12717 bi-directional user friend relations, i.e. 25434 (user_i, user_j) pairs
avg. 13.443 friend relations per user

92834 user-listened artist relations, i.e. tuples [user, artist, listeningCount]
avg. 49.067 artists most listened by each user
avg. 5.265 users who listened each artist

11946 tags

186479 tag assignments (tas), i.e. tuples [user, tag, artist]
avg. 98.562 tas per user
avg. 14.891 tas per artist
avg. 18.930 distinct tags used by each user
avg. 8.764 distinct tags used for each artist


数据集
  • artists.dat

This file contains information about music artists listened and tagged by the users.

  • tags.dat

    This file contains the set of tags available in the dataset.

  • user_artists.dat

    This file contains the artists listened by each user.

    It also provides a listening count for each [user, artist] pair.

  • user_taggedartists.dat - user_taggedartists-timestamps.dat

    These files contain the tag assignments of artists provided by each particular user.

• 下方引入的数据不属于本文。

PR #517, opened 2023-02-23
Add `DF.shuffle/2` and `Series.shuffle/2`

### LINKED ISSUE #506: Sample always return the same dataframe when passing `1.0`
The [`Explorer.DataFrame.sample/3`](https://hexdocs.pm/explorer/Explorer.DataFrame.html#sample/3) function should shuffle the dataframe instead.

philss:
This PR also slightly changes the options of `DF.sample/3` and `Series.sample/3`, introducing
the `:shuffle` option.

We changed the implementation of `Series.sample/3` to use the built-in Polars functions instead of our custom
function. This changed the results of our tests and examples, and should affect users that are using seeds.

Closes #506


lib/explorer/data_frame.ex
```diff
@@ -3395,20 +3398,62 @@ defmodule Explorer.DataFrame do
...
+      >
+
+  """
+  @doc type: :rows
+  @spec shuffle(df :: DataFrame.t(), opts :: Keyword.t()) :: DataFrame.t()
+  def shuffle(df, opts \\ [])
+
+  def shuffle(df, opts) do
+    opts = Keyword.validate!(opts, seed: nil)
+    seed = opts[:seed] || Enum.random(1..1_000_000_000_000)
```
josevalim, line 3454: Shouldn't we just pass it as a nil and let Polars generate a default one?

lib/explorer/series.ex
```diff
@@ -1085,69 +1085,117 @@ defmodule Explorer.Series do
...
+      >
+
+  """
+  @doc type: :shape
+  @spec shuffle(series :: Series.t(), opts :: Keyword.t()) :: Series.t()
+  def shuffle(series, opts \\ [])
+
+  def shuffle(series, opts) do
+    opts = Keyword.validate!(opts, seed: nil)
+    seed = opts[:seed] || Enum.random(1..1_000_000_000_000)
```
josevalim, line 1194: Same here. :)

josevalim (approved):
Beautiful! I have dropped one comment but, in case we have to set the seed upfront, then this looks good to me!

cigrainger (approved):
LGTM! :shipit:

PR #518, opened 2023-02-23
Add `:name` field to `Series` struct

philss:
And fill it when "pull" the series from the dataframe, and when using `get_and_update`.

This is related to https://github.com/elixir-nx/explorer/issues/507

### DIFF
--- a/lib/explorer/data_frame.ex
+++ b/lib/explorer/data_frame.ex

    hey also contain the timestamps when the tag assignments were done.

  • user_friends.dat

    These files contain the friend relations between users in the database.

数据处理以及算法

将以上数据转化为csv再读取,否则由于有些数据较为混乱用read.table() 可能读不了数据

library(data.table)
library(sqldf)
library(dplyr)
library(arules)
library(Matrix)
library(xml2)
library(rvest)
library(arulesViz)
library(caret) 

getwd()
setwd('C:\\R\\working\\music\\data')
# read data
artists <- fread('artists.csv')
tags <- fread('tags.csv')
user_artists <- fread('user_artists.csv')
user_friends <- fread('user_friends.csv')
user_taggedartists <- fread('user_taggedartists.csv')
user_taggedartists_timestamps <- fread('user_taggedartists-timestamps.csv')

# 查看数据关于用户/艺术家/tag的类别数信息
# 结果表明:所有用户参加了打标签,而并不是所有的艺术家都被打了标签
# 29%的艺术家没被打过标签


length(table(artists$id))  # 17632
length(table(user_artists$artistID))   # 17632
length(table(user_taggedartists$artistID))     # 12523
length(table(user_taggedartists_timestamps$artistID))    # 12523


length(table(user_artists$userID))  # 1892
length(table(user_friends$userID))  # 1892
length(table(user_taggedartists$userID))   # 1892
length(table(user_taggedartists_timestamps$userID))  # 1892

length(table(tags$tagID))  # 11946
length(table(user_taggedartists$tagID))  # 9749
length(table(user_taggedartists_timestamps$tagID)) # 9749

# 可用的数据维度有限,关联规则推荐算法中可以利用
# 艺术家歌曲被播放次数

artists_sum_weight <- sqldf::sqldf('select artistID, sum(weight) as hit from user_artists group by artistID order by hit desc')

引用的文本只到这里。